» **Task**
Please filter the entries and return only the lines that include "shortened".

» **Dataset records**
+ + +
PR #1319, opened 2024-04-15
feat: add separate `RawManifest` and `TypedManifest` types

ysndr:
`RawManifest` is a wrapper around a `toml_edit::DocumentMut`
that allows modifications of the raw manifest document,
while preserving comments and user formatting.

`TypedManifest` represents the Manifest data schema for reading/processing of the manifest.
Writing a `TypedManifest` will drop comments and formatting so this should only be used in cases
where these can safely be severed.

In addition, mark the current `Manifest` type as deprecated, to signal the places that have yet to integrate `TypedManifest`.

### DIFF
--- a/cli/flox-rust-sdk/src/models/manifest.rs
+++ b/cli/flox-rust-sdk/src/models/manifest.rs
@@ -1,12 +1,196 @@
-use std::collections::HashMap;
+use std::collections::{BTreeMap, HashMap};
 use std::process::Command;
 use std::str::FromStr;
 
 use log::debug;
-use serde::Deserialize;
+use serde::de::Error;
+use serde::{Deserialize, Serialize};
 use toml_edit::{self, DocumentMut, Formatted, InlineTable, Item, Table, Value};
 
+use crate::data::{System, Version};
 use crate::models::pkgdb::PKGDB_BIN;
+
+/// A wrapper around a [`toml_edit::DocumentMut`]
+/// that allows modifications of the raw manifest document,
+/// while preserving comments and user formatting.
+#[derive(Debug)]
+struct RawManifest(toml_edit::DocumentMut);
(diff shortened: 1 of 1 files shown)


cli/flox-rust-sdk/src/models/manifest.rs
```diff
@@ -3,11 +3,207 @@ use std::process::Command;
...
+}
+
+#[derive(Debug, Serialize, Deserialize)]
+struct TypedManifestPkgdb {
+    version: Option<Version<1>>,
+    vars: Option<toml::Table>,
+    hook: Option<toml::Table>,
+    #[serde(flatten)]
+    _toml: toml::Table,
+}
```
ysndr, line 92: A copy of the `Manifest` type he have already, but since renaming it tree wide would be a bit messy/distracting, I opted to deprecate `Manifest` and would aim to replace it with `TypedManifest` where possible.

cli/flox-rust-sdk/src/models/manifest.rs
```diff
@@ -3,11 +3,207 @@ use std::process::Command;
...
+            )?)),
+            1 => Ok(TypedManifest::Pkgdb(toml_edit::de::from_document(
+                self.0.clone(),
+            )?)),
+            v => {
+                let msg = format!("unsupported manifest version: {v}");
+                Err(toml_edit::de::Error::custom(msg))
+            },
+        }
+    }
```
+ + +
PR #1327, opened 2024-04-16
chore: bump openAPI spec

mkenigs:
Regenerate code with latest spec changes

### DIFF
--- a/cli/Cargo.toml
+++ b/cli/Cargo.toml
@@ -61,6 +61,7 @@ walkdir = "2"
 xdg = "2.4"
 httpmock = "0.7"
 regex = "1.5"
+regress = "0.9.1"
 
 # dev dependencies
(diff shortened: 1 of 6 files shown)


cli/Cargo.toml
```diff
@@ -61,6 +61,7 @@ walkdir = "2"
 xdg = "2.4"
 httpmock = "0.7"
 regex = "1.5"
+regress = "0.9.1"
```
+ + +
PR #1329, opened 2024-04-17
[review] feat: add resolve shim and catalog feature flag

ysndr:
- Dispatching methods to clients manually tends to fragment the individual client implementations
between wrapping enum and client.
+ + +
» **Worked solution**
(diff shortened: 1 of 1 files shown)
(diff shortened: 1 of 6 files shown)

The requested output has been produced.